S2.3.2: for each topic z_kProbability distribution of words in a sample topicφ _k~Dir(β)，Dir(β) Representing a hyperparameter ofβDirichlet distribution of (a);

s2.3.3: for dataI _iTopic probability distribution of sampled dataθ _i~Dir(α)，Dir(α) Representing a hyperparameter ofαOf the Dirichlet distribution, of the dataSeg_T _iSampling the subject of a wordz _i,j~Mult(

) Vocabulary of sample topicsw _i,j~Mult(

)，Mult(

) And Mult (

) Respectively represent parameters of

And

a polynomial distribution of (a); statistical themesz _kTotal number of words of

Data, dataI _iIncluding a themez _kNumber of Chinese words

；

And dataI _iInz _i,j=z _kChinese vocabularyw _i,jNumber of (2)

；

))，0≤k≤K；

S2.5: acquiring a data feature word sequence;

s2.5.2: will be in dataSeg_T _iOf the vocabulary of (1) with the high-frequency word vectors of the above top-k topicsΔ _kThe words are mapped and matched, and the union of the two words is recorded asd _i=<w _i,1,w _i,2,…,

>Represents dataI _iThe feature word sequence of (1);

s3: extraction of minority subject data

The relationship label of (1);

The relationship label of (1);

S3.4: the extraction of minority domain data is realized;

s3.4.1: giving a decision parameterτ，0≤τ≤1；

S3.4.3: for datad _iEach word of (1)w _i,jBy usingG _kAssociation between nodes: (v _x, v _x+1, label) Searching adjacent points of nodes in sequence, and counting dataI _iThe number of the words in the minority domain of the Chinese vocabulary is recordedn，n≥0；

S3.4.4: of the same datad _iEach word of (1)w _i,jUtilizeG _kAssociation between nodes: (v _x, v _x+1, label) Searching adjacent points of nodes in sequence, and counting dataI _iThe number of words in which the middle word is noise data that is not domain-related is recorded

；

S3.4.5: calculating dataI _iIn the field ofG _kProbability of (2)

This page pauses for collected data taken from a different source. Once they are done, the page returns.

PR #206, opened 2020-06-17
feat: make invoice payments of prepay minerfee procotol atomic

### LINKED ISSUE #202: prepay miner fee should be made atomic
Currently the server accepts the miner fee payment regardless of whether it will receive the main payment. This leads to issues if no route is found for the main payment.

I believe the flow should be changed as follows:
1. client sends HTLCs for both invoices (`minerFeeInvoice` and `invoice`)
2. Server waits until he has received both HTLCs.
3. Once both HTLCs are received, the server fulfills the HTLC of `minerFeeInvoice` and it sends the onchain funds to the locking address. 
4. If (3.) is not satisfied and invoices time out, the server fails both HTLCs.
5. The rest of the flow is unchanged.

michael1011:
Closes #202 

This PR makes the two invoices of Reverse Swaps in the prepay minerfee protocol *"atomic"* as described in #202. Either both reach the accepted state (pending HTLC) on the LND node Boltz is connected to, or both get cancelled. At least that's the intended behavior. The prepay miner fee is still custodial and a malicious Boltz instance could still claim it before there is a pending HTLC for the bigger invoice.

### DIFF
--- a/lib/db/models/ReverseSwap.ts
+++ b/lib/db/models/ReverseSwap.ts
@@ -17,10 +17,11 @@ type ReverseSwapType = {
   status: string;
   timeoutBlockHeight: number;
 
-  invoice: string;
-  minerFeeInvoice?: string;
-
   preimage?: string;
+  invoice: string;
+
+  minerFeePreimage?: string;
+  minerFeeInvoice?: string;
 
   onchainAmount: number;
   transactionId?: string;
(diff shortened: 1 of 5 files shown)


michael1011:
> In son request body should we include prepay_miner_fee as true or false? Flase if no flag is provided.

Data ofI _iIn the fieldG _kProbability of (2)

If, ifp>τAnd is

<τThen determine the dataI _iIs data of minority subjects and willI _iAdding to the final minority data setDIn (1).

2. The method for extracting minority topic data in a new media environment as claimed in claim 1, wherein in step S2.3.1, each parameter takes on value

，

Is an integer taken up whenKTaking at less than or equal to 40 timesα=0.5, whenK>At 40 hoursα=20/KAnd parameter ofβ=0.01，κ=

。

3. The method for extracting minority topic data in a new media environment as claimed in claim 1, wherein in step S3.4.1, the parameters are determinedτThe range of (A) is 0.05. ltoreq.τ≤0.15。